__WHAT YOU SHOULD DO__. In the data below, find each line containing the string "make" and return it.

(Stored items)

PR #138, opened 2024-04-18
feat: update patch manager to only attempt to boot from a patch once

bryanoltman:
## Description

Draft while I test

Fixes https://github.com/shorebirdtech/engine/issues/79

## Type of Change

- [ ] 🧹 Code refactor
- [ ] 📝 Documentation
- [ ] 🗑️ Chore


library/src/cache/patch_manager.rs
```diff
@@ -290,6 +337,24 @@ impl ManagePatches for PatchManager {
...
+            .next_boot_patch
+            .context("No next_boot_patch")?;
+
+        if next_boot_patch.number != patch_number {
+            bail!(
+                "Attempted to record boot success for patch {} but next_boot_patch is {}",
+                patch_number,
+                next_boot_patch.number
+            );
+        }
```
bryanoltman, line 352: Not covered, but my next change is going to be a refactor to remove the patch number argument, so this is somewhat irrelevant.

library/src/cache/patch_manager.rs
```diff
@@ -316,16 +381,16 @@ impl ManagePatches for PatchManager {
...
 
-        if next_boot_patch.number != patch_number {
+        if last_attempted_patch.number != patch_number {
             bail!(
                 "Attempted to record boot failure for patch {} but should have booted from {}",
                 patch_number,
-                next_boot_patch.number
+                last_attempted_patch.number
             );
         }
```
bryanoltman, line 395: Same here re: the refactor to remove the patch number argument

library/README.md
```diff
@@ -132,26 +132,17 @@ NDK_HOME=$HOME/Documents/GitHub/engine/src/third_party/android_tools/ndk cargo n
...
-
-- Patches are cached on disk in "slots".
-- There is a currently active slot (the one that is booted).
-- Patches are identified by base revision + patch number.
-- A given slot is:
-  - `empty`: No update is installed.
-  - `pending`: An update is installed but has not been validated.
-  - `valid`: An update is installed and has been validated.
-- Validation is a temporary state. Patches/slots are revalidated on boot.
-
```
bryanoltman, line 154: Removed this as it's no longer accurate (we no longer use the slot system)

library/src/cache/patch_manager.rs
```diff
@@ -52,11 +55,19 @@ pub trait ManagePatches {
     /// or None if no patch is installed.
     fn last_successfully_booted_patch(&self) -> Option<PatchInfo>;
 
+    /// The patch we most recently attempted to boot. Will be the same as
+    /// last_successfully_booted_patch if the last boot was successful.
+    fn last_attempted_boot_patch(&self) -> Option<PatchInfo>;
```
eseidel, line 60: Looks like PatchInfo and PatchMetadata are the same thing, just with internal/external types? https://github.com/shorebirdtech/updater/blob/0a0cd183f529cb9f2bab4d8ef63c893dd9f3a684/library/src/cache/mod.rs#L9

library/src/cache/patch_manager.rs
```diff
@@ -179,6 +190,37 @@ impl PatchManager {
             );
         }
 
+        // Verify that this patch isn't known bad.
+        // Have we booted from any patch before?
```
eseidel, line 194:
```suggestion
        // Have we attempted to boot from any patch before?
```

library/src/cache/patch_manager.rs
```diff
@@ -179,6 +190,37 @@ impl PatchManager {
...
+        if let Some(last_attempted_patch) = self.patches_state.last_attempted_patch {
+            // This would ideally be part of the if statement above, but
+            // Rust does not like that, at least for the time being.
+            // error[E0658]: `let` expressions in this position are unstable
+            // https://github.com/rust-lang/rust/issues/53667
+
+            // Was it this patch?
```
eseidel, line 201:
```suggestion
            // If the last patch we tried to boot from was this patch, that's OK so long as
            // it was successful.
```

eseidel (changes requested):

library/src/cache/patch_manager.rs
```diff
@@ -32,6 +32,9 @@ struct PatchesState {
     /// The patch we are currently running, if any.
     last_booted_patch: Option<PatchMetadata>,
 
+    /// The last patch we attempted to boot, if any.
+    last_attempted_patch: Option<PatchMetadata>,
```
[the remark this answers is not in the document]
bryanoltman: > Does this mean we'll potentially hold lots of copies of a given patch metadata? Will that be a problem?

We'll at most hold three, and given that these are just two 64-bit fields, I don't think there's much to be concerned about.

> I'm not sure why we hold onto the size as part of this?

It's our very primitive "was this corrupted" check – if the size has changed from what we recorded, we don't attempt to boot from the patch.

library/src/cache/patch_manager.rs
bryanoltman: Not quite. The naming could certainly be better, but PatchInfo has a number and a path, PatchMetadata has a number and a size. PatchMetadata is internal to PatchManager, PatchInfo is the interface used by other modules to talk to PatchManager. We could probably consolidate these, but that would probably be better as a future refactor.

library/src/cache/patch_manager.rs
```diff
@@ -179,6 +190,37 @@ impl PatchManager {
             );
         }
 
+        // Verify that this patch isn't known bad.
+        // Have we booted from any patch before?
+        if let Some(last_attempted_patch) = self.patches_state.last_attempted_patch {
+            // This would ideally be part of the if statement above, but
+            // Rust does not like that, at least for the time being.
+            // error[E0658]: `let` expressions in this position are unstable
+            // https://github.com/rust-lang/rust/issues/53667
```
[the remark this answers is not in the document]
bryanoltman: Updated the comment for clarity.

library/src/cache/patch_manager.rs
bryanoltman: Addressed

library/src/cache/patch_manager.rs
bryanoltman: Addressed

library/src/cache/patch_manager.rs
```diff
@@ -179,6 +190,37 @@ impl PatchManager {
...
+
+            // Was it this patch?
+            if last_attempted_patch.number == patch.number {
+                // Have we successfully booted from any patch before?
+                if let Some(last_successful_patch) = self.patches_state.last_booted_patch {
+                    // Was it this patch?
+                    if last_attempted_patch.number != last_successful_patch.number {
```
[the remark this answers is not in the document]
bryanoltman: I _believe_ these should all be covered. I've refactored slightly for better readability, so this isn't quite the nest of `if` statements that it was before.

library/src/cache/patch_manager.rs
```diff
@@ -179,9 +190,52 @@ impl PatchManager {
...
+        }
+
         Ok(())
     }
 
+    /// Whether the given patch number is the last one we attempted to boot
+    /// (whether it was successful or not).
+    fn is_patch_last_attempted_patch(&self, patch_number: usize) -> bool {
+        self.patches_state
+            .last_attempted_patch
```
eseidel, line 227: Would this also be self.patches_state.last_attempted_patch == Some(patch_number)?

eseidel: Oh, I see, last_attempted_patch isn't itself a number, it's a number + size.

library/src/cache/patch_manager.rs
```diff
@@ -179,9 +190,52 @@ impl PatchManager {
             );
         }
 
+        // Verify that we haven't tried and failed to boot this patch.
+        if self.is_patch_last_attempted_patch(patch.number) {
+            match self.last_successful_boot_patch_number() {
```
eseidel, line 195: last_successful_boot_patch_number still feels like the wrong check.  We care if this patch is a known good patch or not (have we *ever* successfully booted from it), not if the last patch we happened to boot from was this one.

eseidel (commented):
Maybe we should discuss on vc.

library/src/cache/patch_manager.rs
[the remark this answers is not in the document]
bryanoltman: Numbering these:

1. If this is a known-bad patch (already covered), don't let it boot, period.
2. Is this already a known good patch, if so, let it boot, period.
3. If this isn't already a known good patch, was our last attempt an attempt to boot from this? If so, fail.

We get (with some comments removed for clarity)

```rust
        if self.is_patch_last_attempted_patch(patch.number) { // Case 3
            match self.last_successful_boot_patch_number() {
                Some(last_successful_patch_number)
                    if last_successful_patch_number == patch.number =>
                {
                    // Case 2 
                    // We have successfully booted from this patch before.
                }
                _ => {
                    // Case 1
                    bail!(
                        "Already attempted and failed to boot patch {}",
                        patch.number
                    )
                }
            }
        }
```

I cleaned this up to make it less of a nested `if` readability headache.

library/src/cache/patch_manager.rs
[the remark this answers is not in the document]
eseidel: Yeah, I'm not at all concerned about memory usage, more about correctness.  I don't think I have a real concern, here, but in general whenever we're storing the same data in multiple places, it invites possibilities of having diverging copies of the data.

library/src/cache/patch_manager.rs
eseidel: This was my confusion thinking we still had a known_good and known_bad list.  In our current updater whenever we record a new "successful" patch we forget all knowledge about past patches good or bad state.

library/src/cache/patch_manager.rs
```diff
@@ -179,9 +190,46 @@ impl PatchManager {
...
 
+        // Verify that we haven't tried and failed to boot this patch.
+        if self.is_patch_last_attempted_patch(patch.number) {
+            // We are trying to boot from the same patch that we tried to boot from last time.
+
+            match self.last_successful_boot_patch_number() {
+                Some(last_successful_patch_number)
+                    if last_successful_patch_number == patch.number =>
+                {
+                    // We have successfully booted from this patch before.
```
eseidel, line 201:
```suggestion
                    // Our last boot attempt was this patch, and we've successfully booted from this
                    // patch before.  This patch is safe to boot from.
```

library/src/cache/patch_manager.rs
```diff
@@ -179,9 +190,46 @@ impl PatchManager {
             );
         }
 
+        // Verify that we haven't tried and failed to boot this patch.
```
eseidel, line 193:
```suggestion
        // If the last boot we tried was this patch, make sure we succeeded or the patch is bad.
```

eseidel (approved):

...

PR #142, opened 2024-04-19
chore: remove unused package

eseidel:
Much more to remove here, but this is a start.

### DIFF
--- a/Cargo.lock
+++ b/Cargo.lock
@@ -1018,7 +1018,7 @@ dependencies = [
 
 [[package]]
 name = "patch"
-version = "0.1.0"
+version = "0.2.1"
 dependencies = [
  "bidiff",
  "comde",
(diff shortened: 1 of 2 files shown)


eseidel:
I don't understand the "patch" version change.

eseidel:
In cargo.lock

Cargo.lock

---

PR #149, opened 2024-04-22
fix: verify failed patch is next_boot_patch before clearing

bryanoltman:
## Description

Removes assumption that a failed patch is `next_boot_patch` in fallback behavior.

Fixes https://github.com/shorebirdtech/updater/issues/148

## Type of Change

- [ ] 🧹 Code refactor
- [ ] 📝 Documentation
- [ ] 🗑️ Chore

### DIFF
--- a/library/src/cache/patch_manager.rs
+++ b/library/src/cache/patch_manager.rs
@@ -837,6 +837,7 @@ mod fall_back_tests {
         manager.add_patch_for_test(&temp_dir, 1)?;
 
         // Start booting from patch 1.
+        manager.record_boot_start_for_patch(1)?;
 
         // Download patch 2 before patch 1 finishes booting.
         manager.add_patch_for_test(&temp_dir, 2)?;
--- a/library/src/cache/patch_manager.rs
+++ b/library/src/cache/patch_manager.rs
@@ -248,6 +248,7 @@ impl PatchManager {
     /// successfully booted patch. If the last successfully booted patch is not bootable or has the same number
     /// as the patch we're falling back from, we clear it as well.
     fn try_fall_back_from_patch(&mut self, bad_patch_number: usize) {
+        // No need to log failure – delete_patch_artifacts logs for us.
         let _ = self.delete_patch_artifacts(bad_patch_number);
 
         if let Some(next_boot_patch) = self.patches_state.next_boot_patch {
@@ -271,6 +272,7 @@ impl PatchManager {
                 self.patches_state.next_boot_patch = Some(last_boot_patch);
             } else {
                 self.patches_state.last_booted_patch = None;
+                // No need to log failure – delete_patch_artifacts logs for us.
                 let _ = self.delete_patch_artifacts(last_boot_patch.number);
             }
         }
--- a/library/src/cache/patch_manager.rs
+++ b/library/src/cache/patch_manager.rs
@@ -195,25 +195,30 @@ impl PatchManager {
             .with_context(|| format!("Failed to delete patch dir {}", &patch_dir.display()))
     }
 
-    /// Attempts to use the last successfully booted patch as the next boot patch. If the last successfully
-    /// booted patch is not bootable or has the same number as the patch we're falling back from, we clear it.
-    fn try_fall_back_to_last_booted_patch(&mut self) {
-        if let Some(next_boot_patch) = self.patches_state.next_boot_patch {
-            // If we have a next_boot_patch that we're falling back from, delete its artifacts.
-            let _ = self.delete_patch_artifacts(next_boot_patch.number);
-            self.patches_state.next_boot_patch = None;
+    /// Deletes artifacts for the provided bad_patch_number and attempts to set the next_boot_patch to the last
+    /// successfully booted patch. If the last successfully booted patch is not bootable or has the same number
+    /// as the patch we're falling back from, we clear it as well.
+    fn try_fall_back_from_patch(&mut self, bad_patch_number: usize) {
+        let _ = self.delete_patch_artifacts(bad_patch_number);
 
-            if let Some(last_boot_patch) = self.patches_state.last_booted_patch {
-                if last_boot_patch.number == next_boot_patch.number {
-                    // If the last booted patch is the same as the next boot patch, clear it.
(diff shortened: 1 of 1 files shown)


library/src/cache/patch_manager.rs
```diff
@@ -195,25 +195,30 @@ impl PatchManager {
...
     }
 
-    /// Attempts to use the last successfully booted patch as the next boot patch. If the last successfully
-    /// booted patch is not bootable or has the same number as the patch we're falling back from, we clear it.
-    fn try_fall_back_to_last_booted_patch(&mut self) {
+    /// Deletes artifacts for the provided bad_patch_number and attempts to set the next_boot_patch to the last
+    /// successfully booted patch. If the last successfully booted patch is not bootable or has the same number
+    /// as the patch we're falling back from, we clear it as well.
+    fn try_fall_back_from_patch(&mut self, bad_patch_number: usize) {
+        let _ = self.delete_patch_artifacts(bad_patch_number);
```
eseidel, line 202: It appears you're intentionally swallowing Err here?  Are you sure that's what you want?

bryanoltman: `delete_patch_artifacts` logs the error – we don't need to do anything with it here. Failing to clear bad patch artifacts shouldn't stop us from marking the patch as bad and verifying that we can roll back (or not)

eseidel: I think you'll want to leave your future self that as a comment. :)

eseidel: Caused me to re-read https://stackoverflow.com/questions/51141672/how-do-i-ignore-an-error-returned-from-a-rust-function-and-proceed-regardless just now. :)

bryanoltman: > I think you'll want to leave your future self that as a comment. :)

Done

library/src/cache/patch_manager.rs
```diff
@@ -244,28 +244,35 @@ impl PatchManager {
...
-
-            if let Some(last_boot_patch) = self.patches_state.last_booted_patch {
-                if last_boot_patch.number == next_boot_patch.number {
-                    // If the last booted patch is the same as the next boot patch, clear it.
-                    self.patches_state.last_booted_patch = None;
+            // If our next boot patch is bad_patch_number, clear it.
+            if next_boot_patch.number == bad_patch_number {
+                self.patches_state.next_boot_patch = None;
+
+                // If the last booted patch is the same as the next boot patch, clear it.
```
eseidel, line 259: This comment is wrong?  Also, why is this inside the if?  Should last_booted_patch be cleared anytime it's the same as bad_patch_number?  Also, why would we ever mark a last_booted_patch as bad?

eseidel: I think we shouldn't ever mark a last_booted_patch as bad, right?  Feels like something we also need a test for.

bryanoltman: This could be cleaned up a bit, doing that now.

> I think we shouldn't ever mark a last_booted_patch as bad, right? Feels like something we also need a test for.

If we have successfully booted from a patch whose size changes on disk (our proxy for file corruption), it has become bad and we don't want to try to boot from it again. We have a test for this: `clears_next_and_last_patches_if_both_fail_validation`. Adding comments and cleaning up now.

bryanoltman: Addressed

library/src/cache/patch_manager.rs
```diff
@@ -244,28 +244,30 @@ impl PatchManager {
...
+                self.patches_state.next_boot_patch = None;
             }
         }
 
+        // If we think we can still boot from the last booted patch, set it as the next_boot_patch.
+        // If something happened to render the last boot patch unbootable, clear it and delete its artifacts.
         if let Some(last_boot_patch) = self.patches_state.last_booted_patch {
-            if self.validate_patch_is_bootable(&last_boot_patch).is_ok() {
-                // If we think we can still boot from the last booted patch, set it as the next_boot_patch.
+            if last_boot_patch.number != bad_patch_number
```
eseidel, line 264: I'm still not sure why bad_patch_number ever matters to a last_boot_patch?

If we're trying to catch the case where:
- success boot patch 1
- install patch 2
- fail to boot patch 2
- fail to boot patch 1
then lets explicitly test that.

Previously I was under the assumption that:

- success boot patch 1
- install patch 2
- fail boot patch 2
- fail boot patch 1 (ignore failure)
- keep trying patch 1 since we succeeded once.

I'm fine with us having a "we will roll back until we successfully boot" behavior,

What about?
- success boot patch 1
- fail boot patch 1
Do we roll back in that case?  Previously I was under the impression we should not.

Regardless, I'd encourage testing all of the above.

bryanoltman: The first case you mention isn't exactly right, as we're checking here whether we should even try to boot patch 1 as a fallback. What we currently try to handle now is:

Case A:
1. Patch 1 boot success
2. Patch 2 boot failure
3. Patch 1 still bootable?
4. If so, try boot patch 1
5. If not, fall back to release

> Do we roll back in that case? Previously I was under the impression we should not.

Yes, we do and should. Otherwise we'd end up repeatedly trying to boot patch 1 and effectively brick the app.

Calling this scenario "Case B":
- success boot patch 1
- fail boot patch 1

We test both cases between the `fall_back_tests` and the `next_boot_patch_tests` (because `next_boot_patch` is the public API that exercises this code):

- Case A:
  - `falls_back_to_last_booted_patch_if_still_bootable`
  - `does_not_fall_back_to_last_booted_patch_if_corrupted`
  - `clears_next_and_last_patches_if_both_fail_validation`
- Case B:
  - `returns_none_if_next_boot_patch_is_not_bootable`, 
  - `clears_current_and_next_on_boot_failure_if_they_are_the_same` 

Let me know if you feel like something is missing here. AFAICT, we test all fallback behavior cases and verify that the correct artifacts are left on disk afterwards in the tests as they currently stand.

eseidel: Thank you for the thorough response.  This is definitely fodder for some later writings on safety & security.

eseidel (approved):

__TASK ANSWER__.
I cleaned this up to make it less of a nested `if` readability headache.
        // If the last boot we tried was this patch, make sure we succeeded or the patch is bad.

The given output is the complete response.